- [WORK INSTRUCTIONS] Between the line containing "-13,12 +13,15 @@" and the line containing "-contract Enclave is" lies a run of lines; give that run again exactly, with both of those lines, and nothing else from the entries below.

[Records contained in a dataset]
****

PR #752, opened 2025-09-19
fix: fix reentrancy issue in enclave contracts

### LINKED ISSUE #751: Add reentrancy protection and CEI pattern to Enclave contracts
Several core functions (`request`, `publishInput`, `publishCiphertextOutput`, `publishPlaintextOutput`) currently perform external calls before updating contract state. This breaks the Checks-Effects-Interactions (CEI) pattern and introduces potential reentrancy risks, as flagged by static analysis.

A reentrancy guard on those functions should solve the issue, but as a best practice the code should still follow the Checks-Effects-Interactions (CEI) pattern.

cedoor:
Fixes #751 

## Summary by CodeRabbit

- New Features
  - None.

- Bug Fixes
  - Hardened critical user actions against reentrancy for requests and output publishing.
  - Fixed input indexing and hashing to ensure consistent event indices and stable hashes for consumers.
  - Ensured ciphertext and plaintext outputs are recorded before verification to improve state consistency during publish flows.

- Chores
  - Initialized and upgraded guard/security state to improve contract robustness.

### DIFF
--- a/packages/enclave-contracts/contracts/Enclave.sol
+++ b/packages/enclave-contracts/contracts/Enclave.sol
@@ -13,12 +13,15 @@ import {
     OwnableUpgradeable
 } from "@openzeppelin/contracts-upgradeable/access/OwnableUpgradeable.sol";
 import {
+    ReentrancyGuardUpgradeable
+} from "@openzeppelin/contracts-upgradeable/utils/ReentrancyGuardUpgradeable.sol";
+import {
     InternalLeanIMT,
     LeanIMTData,
     PoseidonT3
 } from "@zk-kit/lean-imt.sol/InternalLeanIMT.sol";
 
-contract Enclave is IEnclave, OwnableUpgradeable {
+contract Enclave is IEnclave, OwnableUpgradeable, ReentrancyGuardUpgradeable {
     using InternalLeanIMT for LeanIMTData;
 
     ////////////////////////////////////////////////////////////
@@ -114,6 +117,7 @@ contract Enclave is IEnclave, OwnableUpgradeable {
         bytes[] memory _e3ProgramsParams
     ) public initializer {
         __Ownable_init(msg.sender);
+        __ReentrancyGuard_init();
         setMaxDuration(_maxDuration);
         setCiphernodeRegistry(_ciphernodeRegistry);
         setE3ProgramsParams(_e3ProgramsParams);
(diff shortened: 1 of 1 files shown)


packages/enclave-contracts/contracts/Enclave.sol
```diff
@@ -296,7 +302,7 @@ contract Enclave is IEnclave, OwnableUpgradeable {
         uint256 e3Id,
         bytes calldata plaintextOutput,
         bytes calldata proof
-    ) external returns (bool success) {
+    ) external nonReentrant returns (bool success) {
```
ctrlc03, line 305: I would suggest not using the guard here and instead just following the checks-effect-interaction patter. That would achieve the same result but not incur any costs to the users.

i.e. move 
`e3s[e3Id].ciphertextOutput = ciphertextOutputHash;` before the external call to `e3Program.verify` and even if e3Program was a malicious contract and re-entered, there would be nothing they could do. Furthermore, e3 programs are whitelisted using `enableE3Program`, thus are not arbitrary external contracts. 

The same logic should be applied to `publishPlaintextOutput` -> move the state update `e3s[e3Id].plaintextOutput = plaintextOutput;` before the external call to the decryption verifier

packages/enclave-contracts/contracts/Enclave.sol
```diff
@@ -243,7 +247,7 @@ contract Enclave is IEnclave, OwnableUpgradeable {
     function publishInput(
         uint256 e3Id,
         bytes calldata data
-    ) external returns (bool success) {
+    ) external nonReentrant returns (bool success) {
```
ctrlc03, line 250: I'd probably refrain from using the guard here as well. What are the risks? let's imagine a request for an e3 is accepted (let's remember that all of these parameters are public at the time that a e3 request is made, even before a committee is selected) with a input validator contract that performs some reentrancy to the Enclave contract, what could they be doing? 

The contract re-enters and submits another input with different data, the data would be validated and inserted in the tree. That is no different than calling the publishInput function twice by two different addresses. 

Another option is that they re-enter with the same data, then `inputs[e3Id]._insert(inputHash);` will fail because you cannot insert two equal leaves into a LeanIMT. 

Anything I'm missing?

ctrlc03 (commented):
Left some comments

packages/enclave-contracts/contracts/Enclave.sol
cedoor: Yep, you’re right, I’ll remove the unnecessary parts. My reasoning was: “let’s add the guard” as an extra security layer. But if we apply the CEI pattern correctly, we can remove the guards and save some gas. The important part is making sure the CEI pattern continues to be followed consistently in the future.

Same for the other review.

****

- [EXERCISE RESPONSE]
@@ -13,12 +13,15 @@ import {
     OwnableUpgradeable
 } from "@openzeppelin/contracts-upgradeable/access/OwnableUpgradeable.sol";
 import {
+    ReentrancyGuardUpgradeable
+} from "@openzeppelin/contracts-upgradeable/utils/ReentrancyGuardUpgradeable.sol";
+import {
     InternalLeanIMT,
     LeanIMTData,
     PoseidonT3
 } from "@zk-kit/lean-imt.sol/InternalLeanIMT.sol";
 
-contract Enclave is IEnclave, OwnableUpgradeable {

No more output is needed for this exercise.